TASK DETAILS: Set down the lines below exactly as they stand, please. Go from the first through the one containing "Reuse the existing".

-------- LISTED ENTRIES

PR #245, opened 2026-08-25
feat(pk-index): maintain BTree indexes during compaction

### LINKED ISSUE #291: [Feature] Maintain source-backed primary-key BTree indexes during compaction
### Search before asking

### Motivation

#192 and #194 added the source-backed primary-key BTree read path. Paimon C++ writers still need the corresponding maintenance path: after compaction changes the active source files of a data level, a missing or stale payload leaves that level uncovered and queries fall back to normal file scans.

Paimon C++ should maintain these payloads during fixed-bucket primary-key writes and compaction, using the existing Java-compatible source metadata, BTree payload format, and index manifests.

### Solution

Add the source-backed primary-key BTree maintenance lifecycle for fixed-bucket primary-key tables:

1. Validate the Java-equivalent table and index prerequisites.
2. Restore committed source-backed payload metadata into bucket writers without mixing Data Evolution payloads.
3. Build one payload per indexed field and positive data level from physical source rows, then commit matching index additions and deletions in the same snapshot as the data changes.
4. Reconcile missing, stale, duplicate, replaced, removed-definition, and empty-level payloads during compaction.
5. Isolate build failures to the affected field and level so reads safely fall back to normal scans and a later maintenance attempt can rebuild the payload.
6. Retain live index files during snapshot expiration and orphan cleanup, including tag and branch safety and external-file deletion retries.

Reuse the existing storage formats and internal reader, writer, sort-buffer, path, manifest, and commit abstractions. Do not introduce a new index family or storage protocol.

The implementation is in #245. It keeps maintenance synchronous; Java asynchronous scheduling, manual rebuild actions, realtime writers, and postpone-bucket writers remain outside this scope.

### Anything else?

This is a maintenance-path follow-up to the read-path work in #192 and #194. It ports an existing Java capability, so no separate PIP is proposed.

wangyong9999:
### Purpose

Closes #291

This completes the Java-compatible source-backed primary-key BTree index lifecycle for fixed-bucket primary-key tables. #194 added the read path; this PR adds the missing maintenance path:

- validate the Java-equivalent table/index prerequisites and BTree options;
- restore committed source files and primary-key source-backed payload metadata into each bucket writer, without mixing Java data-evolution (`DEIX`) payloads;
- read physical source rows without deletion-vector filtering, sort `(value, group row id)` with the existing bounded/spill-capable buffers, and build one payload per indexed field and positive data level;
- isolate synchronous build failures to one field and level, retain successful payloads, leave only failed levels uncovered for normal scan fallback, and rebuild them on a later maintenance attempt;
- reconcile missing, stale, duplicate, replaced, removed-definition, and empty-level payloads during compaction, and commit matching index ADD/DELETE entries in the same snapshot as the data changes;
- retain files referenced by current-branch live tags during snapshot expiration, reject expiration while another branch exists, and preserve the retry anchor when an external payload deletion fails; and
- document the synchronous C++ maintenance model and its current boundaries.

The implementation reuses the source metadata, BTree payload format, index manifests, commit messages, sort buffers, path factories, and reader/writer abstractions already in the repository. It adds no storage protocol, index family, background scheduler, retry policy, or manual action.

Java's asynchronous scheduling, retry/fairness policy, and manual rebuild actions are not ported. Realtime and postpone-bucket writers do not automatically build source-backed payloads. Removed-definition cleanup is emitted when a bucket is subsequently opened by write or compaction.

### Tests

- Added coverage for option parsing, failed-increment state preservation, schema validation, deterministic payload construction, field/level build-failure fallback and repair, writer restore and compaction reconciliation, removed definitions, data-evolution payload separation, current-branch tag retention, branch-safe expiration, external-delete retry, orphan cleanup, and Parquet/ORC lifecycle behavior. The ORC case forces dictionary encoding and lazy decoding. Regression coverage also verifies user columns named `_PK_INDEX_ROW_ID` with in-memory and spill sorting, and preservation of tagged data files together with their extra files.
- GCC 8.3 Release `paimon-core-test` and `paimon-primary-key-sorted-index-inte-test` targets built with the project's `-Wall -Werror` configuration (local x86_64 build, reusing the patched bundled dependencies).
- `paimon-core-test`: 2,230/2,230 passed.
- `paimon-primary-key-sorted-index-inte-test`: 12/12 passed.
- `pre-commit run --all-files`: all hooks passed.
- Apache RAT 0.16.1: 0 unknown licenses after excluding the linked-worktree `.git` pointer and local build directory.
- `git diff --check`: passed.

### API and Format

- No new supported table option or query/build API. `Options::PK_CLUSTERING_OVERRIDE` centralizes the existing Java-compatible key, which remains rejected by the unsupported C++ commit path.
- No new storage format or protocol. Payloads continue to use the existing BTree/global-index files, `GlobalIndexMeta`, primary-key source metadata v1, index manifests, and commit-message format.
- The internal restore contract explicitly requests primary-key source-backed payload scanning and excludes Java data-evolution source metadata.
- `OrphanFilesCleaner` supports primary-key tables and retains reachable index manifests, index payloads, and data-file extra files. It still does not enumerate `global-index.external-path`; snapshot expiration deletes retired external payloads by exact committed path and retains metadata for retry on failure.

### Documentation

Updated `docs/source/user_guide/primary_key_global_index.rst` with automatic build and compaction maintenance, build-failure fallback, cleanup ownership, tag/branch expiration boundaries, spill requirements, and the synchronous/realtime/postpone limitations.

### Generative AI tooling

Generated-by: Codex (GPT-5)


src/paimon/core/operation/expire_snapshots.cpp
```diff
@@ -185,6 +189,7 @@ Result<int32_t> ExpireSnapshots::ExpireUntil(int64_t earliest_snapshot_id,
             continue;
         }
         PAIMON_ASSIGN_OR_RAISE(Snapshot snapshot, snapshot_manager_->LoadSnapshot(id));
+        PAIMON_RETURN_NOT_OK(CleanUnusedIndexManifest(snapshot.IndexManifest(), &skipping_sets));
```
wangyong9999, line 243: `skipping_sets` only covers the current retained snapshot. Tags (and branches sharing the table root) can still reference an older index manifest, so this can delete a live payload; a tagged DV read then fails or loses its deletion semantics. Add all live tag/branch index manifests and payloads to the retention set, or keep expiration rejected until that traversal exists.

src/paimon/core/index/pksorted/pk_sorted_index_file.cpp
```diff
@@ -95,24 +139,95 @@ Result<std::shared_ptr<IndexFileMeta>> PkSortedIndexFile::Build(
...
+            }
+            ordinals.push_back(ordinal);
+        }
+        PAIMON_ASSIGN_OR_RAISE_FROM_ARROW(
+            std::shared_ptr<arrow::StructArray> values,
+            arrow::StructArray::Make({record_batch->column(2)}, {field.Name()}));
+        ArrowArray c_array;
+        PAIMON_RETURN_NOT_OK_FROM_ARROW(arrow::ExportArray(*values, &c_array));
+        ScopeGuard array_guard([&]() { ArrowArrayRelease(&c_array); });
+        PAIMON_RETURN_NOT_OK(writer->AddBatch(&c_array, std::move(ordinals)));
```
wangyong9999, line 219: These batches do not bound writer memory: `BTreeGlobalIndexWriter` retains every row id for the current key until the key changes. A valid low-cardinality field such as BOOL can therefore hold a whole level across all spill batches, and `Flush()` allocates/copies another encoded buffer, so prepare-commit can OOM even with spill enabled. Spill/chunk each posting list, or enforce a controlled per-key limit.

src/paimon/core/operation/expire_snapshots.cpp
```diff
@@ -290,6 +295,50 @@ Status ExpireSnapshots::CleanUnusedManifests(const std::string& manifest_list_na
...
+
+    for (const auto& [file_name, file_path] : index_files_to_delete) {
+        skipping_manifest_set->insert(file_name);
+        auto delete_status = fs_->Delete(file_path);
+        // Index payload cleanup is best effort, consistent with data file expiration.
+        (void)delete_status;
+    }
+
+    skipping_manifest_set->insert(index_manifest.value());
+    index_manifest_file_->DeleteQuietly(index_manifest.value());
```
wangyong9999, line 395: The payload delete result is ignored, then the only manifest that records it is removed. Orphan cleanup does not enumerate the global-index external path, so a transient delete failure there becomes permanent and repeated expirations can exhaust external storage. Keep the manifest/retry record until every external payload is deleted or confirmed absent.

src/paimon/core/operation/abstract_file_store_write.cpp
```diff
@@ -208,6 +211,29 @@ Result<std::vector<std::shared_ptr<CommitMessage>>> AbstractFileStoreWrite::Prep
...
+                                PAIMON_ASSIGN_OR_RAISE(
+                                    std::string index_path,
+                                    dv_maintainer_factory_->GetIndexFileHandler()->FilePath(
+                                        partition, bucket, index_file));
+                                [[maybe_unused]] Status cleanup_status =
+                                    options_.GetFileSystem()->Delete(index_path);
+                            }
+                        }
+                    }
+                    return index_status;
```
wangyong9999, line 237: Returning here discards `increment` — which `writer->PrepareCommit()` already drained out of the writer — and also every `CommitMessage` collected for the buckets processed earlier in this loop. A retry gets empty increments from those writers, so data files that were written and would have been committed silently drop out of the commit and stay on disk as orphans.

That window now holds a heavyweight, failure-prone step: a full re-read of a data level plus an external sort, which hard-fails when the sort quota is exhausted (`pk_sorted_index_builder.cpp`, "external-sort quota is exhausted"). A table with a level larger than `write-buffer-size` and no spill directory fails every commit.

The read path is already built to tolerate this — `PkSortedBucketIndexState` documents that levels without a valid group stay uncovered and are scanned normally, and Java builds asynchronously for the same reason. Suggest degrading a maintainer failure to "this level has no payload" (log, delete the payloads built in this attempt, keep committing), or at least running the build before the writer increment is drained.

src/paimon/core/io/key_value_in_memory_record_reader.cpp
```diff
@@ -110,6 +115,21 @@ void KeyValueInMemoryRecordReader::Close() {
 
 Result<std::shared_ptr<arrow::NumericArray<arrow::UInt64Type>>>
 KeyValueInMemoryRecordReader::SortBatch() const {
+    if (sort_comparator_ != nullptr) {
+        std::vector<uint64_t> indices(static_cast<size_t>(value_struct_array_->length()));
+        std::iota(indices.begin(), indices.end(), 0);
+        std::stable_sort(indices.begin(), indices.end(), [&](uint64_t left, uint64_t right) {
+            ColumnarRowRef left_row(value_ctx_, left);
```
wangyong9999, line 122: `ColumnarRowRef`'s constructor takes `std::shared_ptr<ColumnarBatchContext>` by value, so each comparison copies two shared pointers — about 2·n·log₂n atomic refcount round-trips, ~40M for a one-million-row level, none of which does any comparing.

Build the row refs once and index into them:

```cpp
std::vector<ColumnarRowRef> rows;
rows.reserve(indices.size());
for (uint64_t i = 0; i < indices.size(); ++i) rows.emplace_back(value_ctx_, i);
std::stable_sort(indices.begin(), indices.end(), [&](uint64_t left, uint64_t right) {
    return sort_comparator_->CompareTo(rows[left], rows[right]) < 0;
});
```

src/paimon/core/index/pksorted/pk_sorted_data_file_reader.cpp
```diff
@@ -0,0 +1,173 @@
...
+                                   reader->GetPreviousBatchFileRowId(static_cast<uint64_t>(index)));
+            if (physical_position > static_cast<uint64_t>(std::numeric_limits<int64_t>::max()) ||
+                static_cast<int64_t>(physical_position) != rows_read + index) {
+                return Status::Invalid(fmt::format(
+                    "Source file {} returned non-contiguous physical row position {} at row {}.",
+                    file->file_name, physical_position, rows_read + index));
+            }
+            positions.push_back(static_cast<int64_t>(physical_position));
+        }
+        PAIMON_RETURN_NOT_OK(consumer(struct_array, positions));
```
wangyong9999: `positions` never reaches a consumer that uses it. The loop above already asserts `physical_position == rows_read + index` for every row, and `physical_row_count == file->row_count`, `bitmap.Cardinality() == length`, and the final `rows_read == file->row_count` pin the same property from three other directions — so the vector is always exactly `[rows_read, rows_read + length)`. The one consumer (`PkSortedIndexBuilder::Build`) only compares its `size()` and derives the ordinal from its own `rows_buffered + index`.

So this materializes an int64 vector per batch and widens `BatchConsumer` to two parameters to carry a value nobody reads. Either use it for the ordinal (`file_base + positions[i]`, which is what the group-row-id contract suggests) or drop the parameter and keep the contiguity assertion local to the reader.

----------------

ANSWER BELOW:
PR #245, opened 2026-08-25
feat(pk-index): maintain BTree indexes during compaction

### LINKED ISSUE #291: [Feature] Maintain source-backed primary-key BTree indexes during compaction
### Search before asking

### Motivation

#192 and #194 added the source-backed primary-key BTree read path. Paimon C++ writers still need the corresponding maintenance path: after compaction changes the active source files of a data level, a missing or stale payload leaves that level uncovered and queries fall back to normal file scans.

Paimon C++ should maintain these payloads during fixed-bucket primary-key writes and compaction, using the existing Java-compatible source metadata, BTree payload format, and index manifests.

### Solution

Add the source-backed primary-key BTree maintenance lifecycle for fixed-bucket primary-key tables:

1. Validate the Java-equivalent table and index prerequisites.
2. Restore committed source-backed payload metadata into bucket writers without mixing Data Evolution payloads.
3. Build one payload per indexed field and positive data level from physical source rows, then commit matching index additions and deletions in the same snapshot as the data changes.
4. Reconcile missing, stale, duplicate, replaced, removed-definition, and empty-level payloads during compaction.
5. Isolate build failures to the affected field and level so reads safely fall back to normal scans and a later maintenance attempt can rebuild the payload.
6. Retain live index files during snapshot expiration and orphan cleanup, including tag and branch safety and external-file deletion retries.

Reuse the existing storage formats and internal reader, writer, sort-buffer, path, manifest, and commit abstractions. Do not introduce a new index family or storage protocol.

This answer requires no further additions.